PR #968, opened 2022-11-03
feat: minimum block latency

d4hines:
## Problem

There are times when you want to slow the chain. The "natural" way is to have a higher workload, but sometimes the ideal spot is not on the workload-latency curve (e.g. when you're on a laptop or cheap hardware).

## Solution

Add a config for how many seconds to sleep in between blocks.

There's a problem with this patch, and that is that it's coupled to saving blocks. But what if we save blocks in batch later? Ideally we would sleep immediately before/after applying. But how do we want to inject config into the `Chain` module?

### DIFF
--- a/deku-p/src/core/chain/chain.ml
+++ b/deku-p/src/core/chain/chain.ml
@@ -116,6 +116,12 @@ let commit ~current_level ~block ~votes ~validators =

+===+

• [PROBLEM DETAILS]:
Given the listing above, print all of it word for word.

• [ANSWER]:
PR #968, opened 2022-11-03
feat: minimum block latency

d4hines:
## Problem

There are times when you want to slow the chain. The "natural" way is to have a higher workload, but sometimes the ideal spot is not on the workload-latency curve (e.g. when you're on a laptop or cheap hardware).

## Solution

Add a config for how many seconds to sleep in between blocks.

There's a problem with this patch, and that is that it's coupled to saving blocks. But what if we save blocks in batch later? Ideally we would sleep immediately before/after applying. But how do we want to inject config into the `Chain` module?

### DIFF
--- a/deku-p/src/core/chain/chain.ml
+++ b/deku-p/src/core/chain/chain.ml
@@ -116,6 +116,12 @@ let commit ~current_level ~block ~votes ~validators =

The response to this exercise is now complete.